(MATERIAL TO PROCESS Opens)
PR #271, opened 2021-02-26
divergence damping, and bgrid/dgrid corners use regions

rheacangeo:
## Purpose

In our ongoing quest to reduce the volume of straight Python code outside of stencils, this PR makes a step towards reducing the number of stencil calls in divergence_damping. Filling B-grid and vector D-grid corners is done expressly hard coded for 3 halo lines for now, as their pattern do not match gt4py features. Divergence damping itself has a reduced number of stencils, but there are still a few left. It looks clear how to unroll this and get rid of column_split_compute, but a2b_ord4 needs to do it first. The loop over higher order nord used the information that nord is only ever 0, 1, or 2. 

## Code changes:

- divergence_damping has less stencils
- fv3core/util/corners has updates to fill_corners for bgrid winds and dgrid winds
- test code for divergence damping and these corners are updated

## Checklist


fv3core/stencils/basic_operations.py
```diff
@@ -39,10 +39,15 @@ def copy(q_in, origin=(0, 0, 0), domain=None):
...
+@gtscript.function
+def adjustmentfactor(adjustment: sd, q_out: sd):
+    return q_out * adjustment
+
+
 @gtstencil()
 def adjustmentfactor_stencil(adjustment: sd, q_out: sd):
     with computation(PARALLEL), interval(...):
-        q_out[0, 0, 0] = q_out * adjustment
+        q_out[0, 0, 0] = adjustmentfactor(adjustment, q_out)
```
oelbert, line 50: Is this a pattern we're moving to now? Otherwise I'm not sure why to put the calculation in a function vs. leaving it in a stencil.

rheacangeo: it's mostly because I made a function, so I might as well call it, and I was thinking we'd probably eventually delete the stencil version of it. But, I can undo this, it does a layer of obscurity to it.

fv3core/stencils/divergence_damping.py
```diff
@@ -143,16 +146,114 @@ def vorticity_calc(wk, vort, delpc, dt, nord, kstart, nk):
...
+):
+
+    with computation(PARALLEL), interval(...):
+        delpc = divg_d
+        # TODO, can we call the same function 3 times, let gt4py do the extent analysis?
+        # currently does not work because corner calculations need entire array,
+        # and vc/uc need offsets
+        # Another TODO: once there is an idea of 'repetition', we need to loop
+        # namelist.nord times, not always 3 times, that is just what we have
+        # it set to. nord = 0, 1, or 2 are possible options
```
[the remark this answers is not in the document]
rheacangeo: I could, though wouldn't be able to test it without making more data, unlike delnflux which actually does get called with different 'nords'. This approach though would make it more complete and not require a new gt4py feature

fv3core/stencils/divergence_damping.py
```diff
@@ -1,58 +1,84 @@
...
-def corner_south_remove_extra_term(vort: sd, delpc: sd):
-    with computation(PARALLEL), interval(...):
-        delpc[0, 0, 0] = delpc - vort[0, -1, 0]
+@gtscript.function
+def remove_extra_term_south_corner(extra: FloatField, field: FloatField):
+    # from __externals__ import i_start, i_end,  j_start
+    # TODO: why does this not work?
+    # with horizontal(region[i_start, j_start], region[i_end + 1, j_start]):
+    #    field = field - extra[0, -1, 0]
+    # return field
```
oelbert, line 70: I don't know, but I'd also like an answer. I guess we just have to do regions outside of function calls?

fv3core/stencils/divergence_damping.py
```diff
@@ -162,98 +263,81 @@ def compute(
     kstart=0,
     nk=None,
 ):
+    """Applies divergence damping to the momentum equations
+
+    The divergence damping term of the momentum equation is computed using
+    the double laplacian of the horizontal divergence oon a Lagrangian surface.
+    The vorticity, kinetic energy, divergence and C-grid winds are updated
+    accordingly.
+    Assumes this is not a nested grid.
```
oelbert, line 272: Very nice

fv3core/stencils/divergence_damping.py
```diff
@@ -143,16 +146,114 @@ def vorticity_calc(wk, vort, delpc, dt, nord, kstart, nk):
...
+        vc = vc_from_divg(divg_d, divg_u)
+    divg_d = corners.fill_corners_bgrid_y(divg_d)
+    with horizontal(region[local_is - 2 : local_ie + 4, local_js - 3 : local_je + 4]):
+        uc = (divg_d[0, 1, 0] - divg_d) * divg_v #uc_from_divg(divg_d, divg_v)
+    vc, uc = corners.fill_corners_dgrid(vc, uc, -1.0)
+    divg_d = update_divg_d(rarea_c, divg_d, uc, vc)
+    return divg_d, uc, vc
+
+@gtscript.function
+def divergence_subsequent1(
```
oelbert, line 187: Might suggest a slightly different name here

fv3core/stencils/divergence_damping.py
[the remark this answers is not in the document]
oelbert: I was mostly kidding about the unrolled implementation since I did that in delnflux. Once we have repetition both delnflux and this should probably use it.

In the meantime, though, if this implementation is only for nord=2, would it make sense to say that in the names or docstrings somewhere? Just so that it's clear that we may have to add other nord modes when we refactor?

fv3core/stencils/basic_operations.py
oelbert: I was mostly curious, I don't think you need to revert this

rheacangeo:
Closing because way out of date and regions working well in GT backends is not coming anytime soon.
(MATERIAL TO PROCESS Closes)
(MATERIAL TO PROCESS Opens)
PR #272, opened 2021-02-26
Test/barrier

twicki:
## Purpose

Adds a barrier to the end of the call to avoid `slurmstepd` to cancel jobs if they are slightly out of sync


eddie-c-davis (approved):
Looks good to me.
(MATERIAL TO PROCESS Closes)
• WORK INSTRUCTION
Print, from the entries above, the line with "oelbert: I was mostly kidding", the line with "Closing because way" and all lines between them, exactly and with nothing else.

• OUTPUT OF THE TASK
oelbert: I was mostly kidding about the unrolled implementation since I did that in delnflux. Once we have repetition both delnflux and this should probably use it.

In the meantime, though, if this implementation is only for nord=2, would it make sense to say that in the names or docstrings somewhere? Just so that it's clear that we may have to add other nord modes when we refactor?

fv3core/stencils/basic_operations.py
oelbert: I was mostly curious, I don't think you need to revert this

rheacangeo:
Closing because way out of date and regions working well in GT backends is not coming anytime soon.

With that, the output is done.